Source material:
▼

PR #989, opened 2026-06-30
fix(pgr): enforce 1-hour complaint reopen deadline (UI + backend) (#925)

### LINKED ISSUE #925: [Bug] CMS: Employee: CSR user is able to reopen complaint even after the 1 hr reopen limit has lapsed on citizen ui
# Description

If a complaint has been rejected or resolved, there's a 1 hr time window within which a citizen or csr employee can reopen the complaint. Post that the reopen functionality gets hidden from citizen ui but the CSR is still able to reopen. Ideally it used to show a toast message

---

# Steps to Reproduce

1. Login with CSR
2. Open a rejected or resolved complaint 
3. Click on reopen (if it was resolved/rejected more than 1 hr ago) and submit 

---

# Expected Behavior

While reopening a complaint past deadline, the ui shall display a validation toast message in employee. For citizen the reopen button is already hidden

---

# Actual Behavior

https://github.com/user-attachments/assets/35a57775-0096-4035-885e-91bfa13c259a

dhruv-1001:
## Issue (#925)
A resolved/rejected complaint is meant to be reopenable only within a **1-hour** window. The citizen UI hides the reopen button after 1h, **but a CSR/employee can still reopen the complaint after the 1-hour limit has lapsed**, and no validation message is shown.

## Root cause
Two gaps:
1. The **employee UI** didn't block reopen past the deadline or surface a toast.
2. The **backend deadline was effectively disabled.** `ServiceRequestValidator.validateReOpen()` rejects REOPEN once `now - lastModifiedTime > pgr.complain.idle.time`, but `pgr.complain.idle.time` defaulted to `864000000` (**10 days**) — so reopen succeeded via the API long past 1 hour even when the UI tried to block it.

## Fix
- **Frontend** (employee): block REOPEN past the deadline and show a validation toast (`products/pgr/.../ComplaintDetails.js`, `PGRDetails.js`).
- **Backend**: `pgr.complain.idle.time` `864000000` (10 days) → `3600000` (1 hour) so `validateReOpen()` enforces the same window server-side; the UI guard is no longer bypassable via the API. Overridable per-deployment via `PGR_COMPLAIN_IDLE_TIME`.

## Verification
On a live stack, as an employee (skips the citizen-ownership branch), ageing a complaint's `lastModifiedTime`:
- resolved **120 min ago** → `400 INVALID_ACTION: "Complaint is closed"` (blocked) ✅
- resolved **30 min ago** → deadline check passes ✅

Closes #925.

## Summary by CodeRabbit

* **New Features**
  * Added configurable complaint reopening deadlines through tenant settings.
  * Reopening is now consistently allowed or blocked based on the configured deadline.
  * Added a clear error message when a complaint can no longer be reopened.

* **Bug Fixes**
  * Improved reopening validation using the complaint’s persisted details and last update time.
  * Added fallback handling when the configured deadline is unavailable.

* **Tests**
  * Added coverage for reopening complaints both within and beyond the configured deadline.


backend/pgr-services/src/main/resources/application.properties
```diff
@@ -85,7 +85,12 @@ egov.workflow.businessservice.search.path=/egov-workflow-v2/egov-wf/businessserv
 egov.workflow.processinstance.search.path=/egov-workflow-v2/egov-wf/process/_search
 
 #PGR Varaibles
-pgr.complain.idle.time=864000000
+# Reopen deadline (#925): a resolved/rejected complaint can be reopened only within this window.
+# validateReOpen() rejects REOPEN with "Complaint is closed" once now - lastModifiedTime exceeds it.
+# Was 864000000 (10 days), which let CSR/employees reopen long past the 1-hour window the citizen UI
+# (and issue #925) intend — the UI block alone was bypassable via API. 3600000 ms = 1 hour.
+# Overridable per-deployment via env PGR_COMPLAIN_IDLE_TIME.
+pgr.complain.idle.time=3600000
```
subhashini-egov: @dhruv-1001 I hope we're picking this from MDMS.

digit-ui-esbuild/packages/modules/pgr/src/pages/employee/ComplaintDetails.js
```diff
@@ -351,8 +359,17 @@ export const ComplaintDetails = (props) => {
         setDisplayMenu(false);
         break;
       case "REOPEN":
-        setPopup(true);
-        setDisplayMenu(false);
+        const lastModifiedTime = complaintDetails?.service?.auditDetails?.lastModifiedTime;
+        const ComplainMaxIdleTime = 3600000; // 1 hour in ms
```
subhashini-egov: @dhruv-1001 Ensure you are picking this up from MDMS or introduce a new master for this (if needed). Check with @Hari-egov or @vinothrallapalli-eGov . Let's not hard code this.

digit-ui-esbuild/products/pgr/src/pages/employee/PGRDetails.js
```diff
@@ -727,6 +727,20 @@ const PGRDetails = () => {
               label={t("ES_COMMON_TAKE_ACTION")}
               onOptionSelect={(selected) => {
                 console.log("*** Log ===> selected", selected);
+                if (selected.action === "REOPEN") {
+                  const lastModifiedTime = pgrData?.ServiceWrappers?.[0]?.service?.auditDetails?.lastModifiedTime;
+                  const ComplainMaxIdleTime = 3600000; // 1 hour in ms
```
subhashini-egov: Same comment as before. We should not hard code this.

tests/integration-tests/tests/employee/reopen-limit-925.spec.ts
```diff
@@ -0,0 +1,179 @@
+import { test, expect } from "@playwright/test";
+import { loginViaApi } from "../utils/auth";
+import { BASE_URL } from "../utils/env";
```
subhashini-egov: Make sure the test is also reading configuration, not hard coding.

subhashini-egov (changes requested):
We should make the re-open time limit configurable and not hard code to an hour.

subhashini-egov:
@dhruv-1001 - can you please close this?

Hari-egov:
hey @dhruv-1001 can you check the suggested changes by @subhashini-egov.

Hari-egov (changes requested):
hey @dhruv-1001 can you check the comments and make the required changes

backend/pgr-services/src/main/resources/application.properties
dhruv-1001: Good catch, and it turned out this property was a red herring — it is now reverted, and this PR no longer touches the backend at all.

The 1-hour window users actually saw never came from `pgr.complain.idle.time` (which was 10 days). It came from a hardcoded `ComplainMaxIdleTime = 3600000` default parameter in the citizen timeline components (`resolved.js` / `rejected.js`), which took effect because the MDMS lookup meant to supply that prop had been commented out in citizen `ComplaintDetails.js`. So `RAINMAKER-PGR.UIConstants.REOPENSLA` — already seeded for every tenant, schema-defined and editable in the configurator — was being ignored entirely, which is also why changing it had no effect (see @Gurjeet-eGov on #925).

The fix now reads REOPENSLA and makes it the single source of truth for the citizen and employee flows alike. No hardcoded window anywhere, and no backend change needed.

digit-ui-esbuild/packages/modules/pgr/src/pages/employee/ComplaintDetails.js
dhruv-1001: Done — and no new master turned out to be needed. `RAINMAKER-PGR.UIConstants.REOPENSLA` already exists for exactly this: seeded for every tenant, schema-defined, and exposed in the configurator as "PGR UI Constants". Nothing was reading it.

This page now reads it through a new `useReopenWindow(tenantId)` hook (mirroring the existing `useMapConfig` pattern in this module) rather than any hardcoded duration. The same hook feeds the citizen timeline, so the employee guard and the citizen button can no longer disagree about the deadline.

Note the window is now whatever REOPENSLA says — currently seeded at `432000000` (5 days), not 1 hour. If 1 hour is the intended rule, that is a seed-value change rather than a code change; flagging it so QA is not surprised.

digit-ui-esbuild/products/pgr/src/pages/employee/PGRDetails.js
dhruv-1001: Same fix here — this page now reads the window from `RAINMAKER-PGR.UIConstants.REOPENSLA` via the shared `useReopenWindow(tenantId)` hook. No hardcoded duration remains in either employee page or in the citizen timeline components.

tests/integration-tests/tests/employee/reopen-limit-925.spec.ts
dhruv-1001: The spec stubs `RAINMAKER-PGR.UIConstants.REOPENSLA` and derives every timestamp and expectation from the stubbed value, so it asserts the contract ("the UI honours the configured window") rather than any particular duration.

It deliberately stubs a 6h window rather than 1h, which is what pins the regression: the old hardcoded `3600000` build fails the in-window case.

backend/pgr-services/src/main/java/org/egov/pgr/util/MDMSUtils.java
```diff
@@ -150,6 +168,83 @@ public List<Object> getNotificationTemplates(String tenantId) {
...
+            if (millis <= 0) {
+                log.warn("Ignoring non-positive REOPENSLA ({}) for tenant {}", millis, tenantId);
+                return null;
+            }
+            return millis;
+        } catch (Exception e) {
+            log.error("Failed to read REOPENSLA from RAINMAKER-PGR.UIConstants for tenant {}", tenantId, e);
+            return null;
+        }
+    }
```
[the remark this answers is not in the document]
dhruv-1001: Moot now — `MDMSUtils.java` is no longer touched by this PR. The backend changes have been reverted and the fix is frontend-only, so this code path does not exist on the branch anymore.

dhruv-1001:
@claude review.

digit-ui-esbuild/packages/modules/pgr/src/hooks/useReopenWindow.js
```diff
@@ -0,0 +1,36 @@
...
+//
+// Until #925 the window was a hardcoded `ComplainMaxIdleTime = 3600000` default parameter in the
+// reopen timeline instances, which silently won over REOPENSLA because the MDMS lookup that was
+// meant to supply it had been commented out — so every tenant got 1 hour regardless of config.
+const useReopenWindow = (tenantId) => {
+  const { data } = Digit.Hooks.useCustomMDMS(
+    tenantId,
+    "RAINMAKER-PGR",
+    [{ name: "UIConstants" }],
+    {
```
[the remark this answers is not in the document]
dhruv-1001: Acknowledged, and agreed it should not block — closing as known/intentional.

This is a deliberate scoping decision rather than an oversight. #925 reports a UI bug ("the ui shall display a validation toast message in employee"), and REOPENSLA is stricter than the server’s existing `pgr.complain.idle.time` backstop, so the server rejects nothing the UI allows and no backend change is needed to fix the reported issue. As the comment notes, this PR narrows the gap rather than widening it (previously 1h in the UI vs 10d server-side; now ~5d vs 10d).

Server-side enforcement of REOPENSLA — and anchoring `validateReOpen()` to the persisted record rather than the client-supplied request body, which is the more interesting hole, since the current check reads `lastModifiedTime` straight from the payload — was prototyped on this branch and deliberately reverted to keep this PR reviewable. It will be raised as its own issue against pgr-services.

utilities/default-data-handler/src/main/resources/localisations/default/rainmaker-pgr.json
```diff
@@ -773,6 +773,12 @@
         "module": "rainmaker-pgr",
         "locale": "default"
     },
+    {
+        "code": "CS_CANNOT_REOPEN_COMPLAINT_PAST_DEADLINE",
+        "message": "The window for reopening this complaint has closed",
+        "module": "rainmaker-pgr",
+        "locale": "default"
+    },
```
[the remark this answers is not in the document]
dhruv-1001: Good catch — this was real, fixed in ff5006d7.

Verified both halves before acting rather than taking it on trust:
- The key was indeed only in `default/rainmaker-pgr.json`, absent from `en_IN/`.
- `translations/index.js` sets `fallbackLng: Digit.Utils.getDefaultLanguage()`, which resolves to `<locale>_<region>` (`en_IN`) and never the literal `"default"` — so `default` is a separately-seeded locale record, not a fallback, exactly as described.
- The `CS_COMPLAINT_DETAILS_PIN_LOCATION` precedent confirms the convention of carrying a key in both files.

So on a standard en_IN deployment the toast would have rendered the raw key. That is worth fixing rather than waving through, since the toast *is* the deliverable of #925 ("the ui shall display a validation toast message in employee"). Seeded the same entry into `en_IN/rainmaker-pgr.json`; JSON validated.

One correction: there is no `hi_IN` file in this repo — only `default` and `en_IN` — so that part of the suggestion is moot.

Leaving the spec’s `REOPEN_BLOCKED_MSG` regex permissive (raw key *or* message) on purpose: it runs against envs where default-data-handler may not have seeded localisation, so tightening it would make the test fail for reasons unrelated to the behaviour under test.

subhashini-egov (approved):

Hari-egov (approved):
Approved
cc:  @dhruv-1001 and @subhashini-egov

▲
▼

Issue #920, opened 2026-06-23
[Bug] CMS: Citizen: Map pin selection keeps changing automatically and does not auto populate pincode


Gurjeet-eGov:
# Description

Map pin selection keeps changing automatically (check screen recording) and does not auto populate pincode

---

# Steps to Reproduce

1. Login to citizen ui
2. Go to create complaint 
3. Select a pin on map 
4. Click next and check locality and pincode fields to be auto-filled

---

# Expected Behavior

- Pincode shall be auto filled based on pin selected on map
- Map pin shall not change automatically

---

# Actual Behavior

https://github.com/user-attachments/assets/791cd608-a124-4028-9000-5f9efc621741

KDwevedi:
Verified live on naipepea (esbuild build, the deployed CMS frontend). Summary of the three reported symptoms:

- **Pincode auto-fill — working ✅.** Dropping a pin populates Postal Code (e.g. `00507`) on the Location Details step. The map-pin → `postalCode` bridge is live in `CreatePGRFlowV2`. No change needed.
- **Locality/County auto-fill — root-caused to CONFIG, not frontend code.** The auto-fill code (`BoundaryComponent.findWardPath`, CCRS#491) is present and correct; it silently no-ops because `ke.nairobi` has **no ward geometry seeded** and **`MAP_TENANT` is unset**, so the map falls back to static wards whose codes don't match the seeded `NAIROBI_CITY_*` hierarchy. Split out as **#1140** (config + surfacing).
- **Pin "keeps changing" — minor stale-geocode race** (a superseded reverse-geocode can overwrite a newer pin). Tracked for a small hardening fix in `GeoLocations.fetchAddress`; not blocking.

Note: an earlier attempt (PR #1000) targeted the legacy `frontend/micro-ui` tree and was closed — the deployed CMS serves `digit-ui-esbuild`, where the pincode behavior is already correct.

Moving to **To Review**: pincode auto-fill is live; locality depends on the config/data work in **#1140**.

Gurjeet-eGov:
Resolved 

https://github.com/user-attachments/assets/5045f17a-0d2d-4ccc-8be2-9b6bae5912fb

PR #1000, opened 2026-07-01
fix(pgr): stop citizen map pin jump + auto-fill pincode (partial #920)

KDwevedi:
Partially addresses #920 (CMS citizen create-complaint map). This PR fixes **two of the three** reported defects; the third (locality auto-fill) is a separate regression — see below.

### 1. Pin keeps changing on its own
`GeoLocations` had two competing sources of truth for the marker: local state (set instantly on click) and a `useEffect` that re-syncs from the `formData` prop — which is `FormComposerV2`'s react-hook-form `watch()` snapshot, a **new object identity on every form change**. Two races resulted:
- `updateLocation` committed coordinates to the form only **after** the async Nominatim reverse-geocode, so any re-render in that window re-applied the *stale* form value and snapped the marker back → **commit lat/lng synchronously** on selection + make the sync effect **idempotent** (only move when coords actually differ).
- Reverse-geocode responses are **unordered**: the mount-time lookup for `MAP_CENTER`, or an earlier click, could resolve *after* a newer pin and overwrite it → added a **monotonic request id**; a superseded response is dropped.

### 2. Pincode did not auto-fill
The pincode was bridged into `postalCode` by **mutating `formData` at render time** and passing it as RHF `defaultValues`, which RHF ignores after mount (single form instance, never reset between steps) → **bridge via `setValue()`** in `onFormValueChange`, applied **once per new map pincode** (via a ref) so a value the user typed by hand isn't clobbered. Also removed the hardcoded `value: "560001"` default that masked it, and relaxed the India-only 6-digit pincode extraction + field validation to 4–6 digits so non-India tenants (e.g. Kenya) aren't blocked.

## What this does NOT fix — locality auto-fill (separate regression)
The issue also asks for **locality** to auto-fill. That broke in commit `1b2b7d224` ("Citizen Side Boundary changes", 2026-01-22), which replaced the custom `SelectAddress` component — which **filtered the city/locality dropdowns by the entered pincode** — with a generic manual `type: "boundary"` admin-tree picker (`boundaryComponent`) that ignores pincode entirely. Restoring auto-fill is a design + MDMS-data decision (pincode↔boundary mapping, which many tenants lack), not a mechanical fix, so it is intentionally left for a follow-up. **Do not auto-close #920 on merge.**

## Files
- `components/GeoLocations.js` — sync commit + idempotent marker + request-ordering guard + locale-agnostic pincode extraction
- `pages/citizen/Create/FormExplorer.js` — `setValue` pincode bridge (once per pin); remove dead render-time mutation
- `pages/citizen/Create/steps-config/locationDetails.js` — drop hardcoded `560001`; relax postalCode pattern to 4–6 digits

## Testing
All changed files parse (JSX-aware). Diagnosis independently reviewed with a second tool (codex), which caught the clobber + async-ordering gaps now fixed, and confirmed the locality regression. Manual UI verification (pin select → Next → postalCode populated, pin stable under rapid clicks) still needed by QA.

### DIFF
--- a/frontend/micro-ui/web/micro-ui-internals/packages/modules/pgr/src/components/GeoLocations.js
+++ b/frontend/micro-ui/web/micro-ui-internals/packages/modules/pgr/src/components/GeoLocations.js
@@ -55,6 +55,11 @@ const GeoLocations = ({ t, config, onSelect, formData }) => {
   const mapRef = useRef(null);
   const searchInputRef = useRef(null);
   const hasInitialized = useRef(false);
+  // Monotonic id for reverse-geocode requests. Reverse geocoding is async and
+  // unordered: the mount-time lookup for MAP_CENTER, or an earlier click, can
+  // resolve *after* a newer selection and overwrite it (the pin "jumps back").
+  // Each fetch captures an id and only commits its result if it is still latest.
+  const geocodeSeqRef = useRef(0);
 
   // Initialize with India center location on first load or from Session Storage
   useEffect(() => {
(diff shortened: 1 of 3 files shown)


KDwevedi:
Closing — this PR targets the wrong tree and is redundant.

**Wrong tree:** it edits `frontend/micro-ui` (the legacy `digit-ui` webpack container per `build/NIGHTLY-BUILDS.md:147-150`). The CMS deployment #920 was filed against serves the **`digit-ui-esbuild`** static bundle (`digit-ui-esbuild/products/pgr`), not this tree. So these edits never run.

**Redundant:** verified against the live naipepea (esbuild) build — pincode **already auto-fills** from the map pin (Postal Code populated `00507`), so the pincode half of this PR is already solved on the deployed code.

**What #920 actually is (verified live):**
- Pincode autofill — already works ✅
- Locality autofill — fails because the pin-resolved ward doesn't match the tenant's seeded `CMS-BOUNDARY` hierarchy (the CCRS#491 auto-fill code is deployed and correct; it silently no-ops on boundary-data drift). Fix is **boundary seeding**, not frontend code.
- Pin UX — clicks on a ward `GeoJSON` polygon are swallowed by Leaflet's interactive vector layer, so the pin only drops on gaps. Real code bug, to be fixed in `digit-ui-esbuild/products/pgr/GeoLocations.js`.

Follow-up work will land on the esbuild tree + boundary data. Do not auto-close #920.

▲
▼

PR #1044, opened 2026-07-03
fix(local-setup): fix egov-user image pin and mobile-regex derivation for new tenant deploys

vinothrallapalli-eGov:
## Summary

▲

What this task involves:
Each line above from the one with "While reopening a" up to and including the one with "## Summary by CodeRabbit" must be set down exactly, and no line outside that span may appear.

Solution for this problem:
While reopening a complaint past deadline, the ui shall display a validation toast message in employee. For citizen the reopen button is already hidden

---

# Actual Behavior

https://github.com/user-attachments/assets/35a57775-0096-4035-885e-91bfa13c259a

dhruv-1001:
## Issue (#925)
A resolved/rejected complaint is meant to be reopenable only within a **1-hour** window. The citizen UI hides the reopen button after 1h, **but a CSR/employee can still reopen the complaint after the 1-hour limit has lapsed**, and no validation message is shown.

## Root cause
Two gaps:
1. The **employee UI** didn't block reopen past the deadline or surface a toast.
2. The **backend deadline was effectively disabled.** `ServiceRequestValidator.validateReOpen()` rejects REOPEN once `now - lastModifiedTime > pgr.complain.idle.time`, but `pgr.complain.idle.time` defaulted to `864000000` (**10 days**) — so reopen succeeded via the API long past 1 hour even when the UI tried to block it.

## Fix
- **Frontend** (employee): block REOPEN past the deadline and show a validation toast (`products/pgr/.../ComplaintDetails.js`, `PGRDetails.js`).
- **Backend**: `pgr.complain.idle.time` `864000000` (10 days) → `3600000` (1 hour) so `validateReOpen()` enforces the same window server-side; the UI guard is no longer bypassable via the API. Overridable per-deployment via `PGR_COMPLAIN_IDLE_TIME`.

## Verification
On a live stack, as an employee (skips the citizen-ownership branch), ageing a complaint's `lastModifiedTime`:
- resolved **120 min ago** → `400 INVALID_ACTION: "Complaint is closed"` (blocked) ✅
- resolved **30 min ago** → deadline check passes ✅

Closes #925.

## Summary by CodeRabbit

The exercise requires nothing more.